После этого они втроем собрали поклажу, привели в порядок коня и отправились в пещеру. Их встретили служанки, которые стояли на коленях по обе стороны от ворот и кланялись им в ноги:
— Благодетели вы наши! — вопили они. — Пожалейте нас, не губите! Ведь мы не оборотни, а простые смертные из государства Силян. Нас в свое время похитила злая чародейка и обратила в своих рабынь. Не беспокойтесь, ваш наставник жив и находится в заднем помещении, в ароматной опочивальне, где безутешно плачет!

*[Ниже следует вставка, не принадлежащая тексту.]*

PR #280, opened 2022-12-22
Use projection definition provide by server (including projection extent)

volterra79:
Related to https://github.com/g3w-suite/g3w-admin/pull/430

Add also a way to get Projection object definition using g3w-admin api `/crs/<EPSG_CODE>`

Example:

**Request:**

```log
/crs/3003
```

**Response:**

```json
{
    "result": true,
    "data": {
        "epsg": 3003,
        "proj4": "+proj=tmerc +lat_0=0 +lon_0=9 +k=0.9996 +x_0=1500000 +y_0=0 +ellps=intl +towgs84=-104.1,-49.1,-9.9,0.971,-2.917,0.714,-11.68 +units=m +no_defs",
        "geographic": false,
        "axisinverted": false,
        "extent": [
            1226046.6820902952,
            4047095.260762165,
            1727931.8998958569,
            5214000.012210975
        ]
    }
}
```


src/app/g3w-ol/projection/projection.js
```diff
@@ -1,15 +1,3 @@
...
- */
-const CUSTOM_PROJECTIONS_EXTENT = {
-  'EPSG:3876': [18835101.07,4367049.45,22702879.51,9383109.87],
-  'EPSG:32733': GRID_EXTENT_3857,
-  'EPSG:25833': [-2465144.8,3638055.41,2885759.28, 9493779.8]
-};
-
 const Projection = function(options={}) {
   if (!options.crs) return null;
   const {epsg, proj4:proj4def, geographic=false, axisinverted=false, extent} = options.crs; // new structure of information crs from server
```
Raruto: This type of comments (eg. without "external" references) are not very useful, if you really want to communicate something try to be more specific, otherwise it is just additional noise for the reader..

src/app/g3w-ol/projection/projection.js
```diff
@@ -19,7 +7,7 @@ const Projection = function(options={}) {
   ol.proj.Projection.call(this, {
     code: epsg,
     //FOR NOW FORCE TO GET EXTENT
-    extent: false ? extent : degrees ? GENERIC_GRID_EXTENT_DEGREE: CUSTOM_PROJECTIONS_EXTENT[epsg] || GENERIC_GRID_EXTENT,
```
Raruto, line 22:
```js
// FOR NOW FORCE TO GET EXTENT
```

Please avoid using comments that are valid only "for now" (yes but in what time?), or anything else that isn't exactly quantifiable..

Anyway, it seems that this comment is no longer needed (otherwise update it as you see fit)

src/app/gui/map/mapservice.js
```diff
@@ -1672,6 +1667,11 @@ proto._setupViewer = function(width, height) {
     this.moveDefaultLayersOnTop(zindex);
   });
 
+  /**
+   *
+   * Register remove addLayer
```
Raruto: improve documentation about it (it's quite ambiguous)

Raruto (changes requested):

src/app/g3w-ol/projection/projections.js
```diff
@@ -1,104 +1,55 @@
...
+    ol.proj.proj4.register(proj4);
     return projection;
   },
+
   /**
-   * extent get from https://epsg.io/
+   * Check and register epsg
+   * 
+   * @param epsg : "EPSG:<CODE>" Ex. "EPSG:4326"
+   * @returns {Promise<unknown>}
```
Raruto: Double check too, but I think the fulfilled type should be as follows:

```suggestion
   * @returns {Promise<Projection>}
```

Ref:

https://github.com/g3w-suite/g3w-client/blob/2affa0475d081d7f366dd5df3c33e8b18aac0d10/src/app/g3w-ol/projection/projections.js#L45

src/components/MapAddLayer.vue
```diff
@@ -81,6 +81,11 @@ import { Chrome as ChromeComponent } from 'vue-color';
 
 import { EPSG } from 'app/constant';
 
+/**
+ * @since v3.8
+ */
+const Projections = require('g3w-ol/projection/projections');
```
Raruto: The `@since` tag should only be used where you export something that is also accessible from outside that file (functions, variables, properties, classes, ...). If so, please double check and place the comment above the "exported" item / line, if not, just remove it

src/app/constant.js
```diff
@@ -349,6 +349,13 @@ export const ZINDEXES = {
   }
 };
 
+/**
+ * @since v3.8
+ */
+export const API_BASE_URLS = {
+  CRS: '/crs/'  //Example /crs/<epsg_code>
+};
+
```
Raruto, line 358: before making it public, did you check that this variable wasn't already useless?

Raruto (changes requested):

src/app/constant.js
volterra79: @Raruto the idea is to provide a unique point where all api urls from server are listed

Услышав эти слова, Сунь У-кун стал внимательно разглядывать девушек и убедился в том, что они действительно не оборотни. Затем он вошел во внутреннее помещение и позвал:
— Наставник!
Танский монах, увидев своих учеников, пришел в неописуемую радость.
— Сколько хлопот я вам доставил! — повторял он без конца. — А что сталось со здешней хозяйкой?
— Здешняя хозяйка оказалась огромным скорпионом-самкой. К счастью, бодисатва Гуаньинь явилась нам в образе старушки и сказала, кто может покорить эту ведьму. Старший брат Сунь У-кун помчался в небесные чертоги и попросил властителя Плеяд спуститься на землю и помочь нам. А я потом раздавил скорпиона своими граблями, и от него осталось мокрое место! Лишь после этого мы осмелились проникнуть сюда и вот, наконец, нашли тебя, дорогой наш наставник!
Танский монах не переставал благодарить своих учеников за избавление. Затем они нашли в пещере рис и муку, приготовили пищу и плотно закусили. Они отпустили всех служанок, указав им путь в царство Силян, а после этого зажгли факел и спалили все, что было в пещере.
Наконец ученики подвели Танскому монаху коня, попросили его сесть верхом, отыскали дорогу, и все вместе отправились дальше на Запад.
Вот уж поистине:
Танский монах от соблазнов мирских отрешен,
Женские чары отверг и предал порицанью,
Также и золото. Для мудреца созерцанье
Было дороже всего, и ему посвятил себя он.
Неизвестно, сколько лет Танскому монаху пришлось скитаться, прежде чем его причислили к лику святых. О том, что с ним происходило в дальнейшем, вы узнаете из последующих глав.